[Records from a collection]

PR #266, opened 2019-09-25
Make chisel compatible with Python 3

liuliu:
Xcode 11 shipped with Python 3 now. Unfortunately, chisel was written in
Python 2 style and will fail load for lldb. This PR fixed the Python 3
compatibility issues.


commands/FBDebugCommands.py
```diff
@@ -423,9 +423,9 @@ def isHeap(addr):
 
     allocations = (addr for addr in pointers if isHeap(addr))
     for addr in allocations:
-        print >>self.result, '0x{addr:x} {path}'.format(addr=addr, path=pointers[addr])
```
liuliu: I need some advice on this.

natansh: This might help.

https://stackoverflow.com/questions/34385674/what-does-print-do-in-python

I suspect this means we should write it as

`print('0x{addr:x} {path}'.format(addr=addr, path=pointers[addr], file=self.result)`

commands/FBDebugCommands.py
```diff
@@ -473,7 +473,7 @@ def run_command(self, interpreter, command):
     ret = lldb.SBCommandReturnObject()
     interpreter.HandleCommand(command, ret)
     if ret.GetOutput():
-      print >>self.result, ret.GetOutput().strip()
```
kolinkrewinkel: same approach as Natansh commented above

commands/FBDebugCommands.py
kastiglione: Yep

kastiglione:
Do you want chisel to remain compatible with python 2 going forward? Or should there by a tagged or branch that people can checkout if the want Python 2 support?

liuliu:
I believe the update itself is still compatible with Python 2 (I need to double check). Going forward, we will update our dev machines pretty aggressively to Xcode 11, thus, ongoing Python 2 support is not important to us. It is up to you guys to decide when you want to remove Python 2 support (considering macOS will stop shipping Python 2.7 in next major OS update and EOL is 2020).

kolinkrewinkel:
Yeah, I think based on the changes we made we're still (temporarily) Python 2 compatible. I'm okay with us becoming non-compatible though eventually, since both Apple and Facebook are moving pretty aggressively towards 3.

kastiglione:
> we're still (temporarily) Python 2 compatible

I think the use of `print(..., file=...)` needs changes to make it python 2 compatible. For python 2, it would have include `from __future__ import print_function`.

commands/FBDebugCommands.py
```diff
@@ -7,6 +7,8 @@
 import sys
 import os
 import re
+# Can be removed when Python 2 support is removed.
+from __future__ import print_function
```
kastiglione: I thought this would raise an exception under python 3, but it doesn't so that's good.

lsavino: I picked up this branch to run with Xcode 11 today (thank you @liuliu!) and got an error that this `__future__ import` needs to be at the top of the file. Moving it above the other imports silenced the warning.

liuliu:
LMK if there is anything else you need to update.

liuliu:
Doesn't seem like any conflicts, not sure if any other changes required after this merged in though given the latest tip. How to initiate merge from here?

kolinkrewinkel:
Oh I see, it's because there were conflict resolutions across multiple commits – if I squash, which is what I wanted to do anyways, it's all good!

Issue #292, opened 2021-04-24
bmessage  cause a error message


sunbohong:
```
(lldb) bmessage +[KKDic load]
Setting a breakpoint at +[NSObject load] with condition (void*)object_getClass((id)$x0) == 0x000000010071f878
error: Function name regular expression could not be compiled: repetition-operator operand invalid
```

kolinkrewinkel:
Hi @sunbohong , sorry for the (very large) delay in getting to this. Thanks for catching this, seems like a really useful fix! A few comments I think would be great to address before proceeding:
- Would be awesome to update the title of the commit to something more descriptive of the change itself for people looking through the commit log in the future.

PR #293, opened 2021-04-24
Update FBDebugCommands.py

sunbohong:
Fix https://github.com/facebook/chisel/issues/292

### DIFF
--- a/commands/FBDebugCommands.py
+++ b/commands/FBDebugCommands.py
@@ -168,7 +168,9 @@ class FBMethodBreakpointCommand(fb.FBCommand):
 
         methodIsClassMethod = methodTypeCharacter == "+"
 
-        if not methodIsClassMethod:
+        if methodIsClassMethod:
+            methodTypeCharacter = "\+"
+        else:
             # The default is instance method, and methodTypeCharacter
             # may not actually be '-'.
             methodTypeCharacter = "-"


commands/FBDebugCommands.py
```diff
@@ -168,7 +168,9 @@ def run(self, arguments, options):
 
         methodIsClassMethod = methodTypeCharacter == "+"
 
-        if not methodIsClassMethod:
+        if methodIsClassMethod:
+            methodTypeCharacter = "\+"
```
kolinkrewinkel, line 172: I think later on on L245, there's a place where we use the method type character in a non-regex context. Perhaps we can have a separate variable for the original methodTypeCharacter, as well as an escaped one we use when constructing regular expressions?

kolinkrewinkel (changes requested):
Hi @sunbohong , sorry for the (very large) delay in getting to this. Thanks for catching this, seems like a really useful fix! :)

A few comments I think would be great to address before proceeding:
- Would be awesome to update the title of the commit + PR to something more descriptive of the change itself for people looking through the commit log in the future.
- Attached a comment inline about a place where I think the escaping may cause an issue when used in a non-regex context.

commands/FBDebugCommands.py
kolinkrewinkel: As it turns out, I commented this but didn't share it with my colleague who approved the change. If you'd like to submit a follow-on, that'd be great. If not, I can take care of it eventually. :)

PR #303, opened 2022-03-10
Updates README.md to note brew path difference on M1 macs

rpassis:
As per title, `brew` is installed  on a different path on Apple Silicon/M1 machines as per docs [here](https://docs.brew.sh/FAQ#why-should-i-install-homebrew-in-the-default-location)

This PR updates the README to indicate that.


kolinkrewinkel (approved):
Thanks for adding this note!

PR #1047, opened 2025-09-10
Add doc search

mborland:


sdarwin:
I might not have seen the most recent comment:  

"I think this is what needs to be added to boostlook: https://gitlab.com/antora/antora-lunr-extension#user-content-search-input"  

Yes, it may be that should be added to boostlook, and/or this target library (decimal).  

To include an extension, place it in package.json, package-lock.json, and the playbook.yml file.

An issue is that boostlook would apply to all boostlook users. Right?  Do they all require antora-lunr-extension?  The website already offers search.   From this logic, maybe it should just be added in decimal.

PR #1070, opened 2025-09-19
Try re-adding older compiler support

mborland:


mborland:
One version down of Clang and GCC are both hopelessly broken

Issue #1287, opened 2025-12-17
More decimal128_t add sticky bit


mborland:
Since we don't promote to u256 for addition we lose information on the sticky bit of the smaller element. We should be able to make a synthetic routine like umul256 except we return the bool of the sign (if needed)

PR #1288, opened 2025-12-17
Use 256 bit addition and subtraction for 128-bit decimals to avoid loss of precision 

mborland:
Closes: #1287


ckormanyos:
Nice one and nice find, Matt. It's amazing how some of the function tests and awesome client tests really find edge cases

PR #1360, opened 2026-04-03
Add CUDA support to decimal128_t

### LINKED ISSUE #1356: Add CUDA support to `decimal128_t` construction and basic operations

mborland:
Closes: #1356


mborland:
These types require an 8k stack to be used. That's pretty big and I'm not sure how valuable this will be.

PR #1365, opened 2026-04-03
Make decimal32_t/decimal64_t/decimal128_t similar to regular int/double with no default initialization

### LINKED ISSUE #1364: Decimal types should act more like normal ints/doubles and shouldn't have default init
this sets it to uint64_t{0}, which isn't true decimal zero `0E-0`, but technically is `0E-398` (which is also different zero representation).
https://github.com/boostorg/decimal/blob/a07d93a465c528bc1e247ad2e2c1d0f2c66cf06e/include/boost/decimal/decimal64_t.hpp#L128

pps83:
closes #1364

### DIFF
--- a/include/boost/decimal/decimal128_t.hpp
+++ b/include/boost/decimal/decimal128_t.hpp
@@ -113,7 +113,7 @@ public:
     using biased_exponent_type = std::int32_t;
 
 private:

# Task description
Within the data above, pick out all lines holding the word "sorry".

# Task answer
Hi @sunbohong , sorry for the (very large) delay in getting to this. Thanks for catching this, seems like a really useful fix! A few comments I think would be great to address before proceeding:
Hi @sunbohong , sorry for the (very large) delay in getting to this. Thanks for catching this, seems like a really useful fix! :)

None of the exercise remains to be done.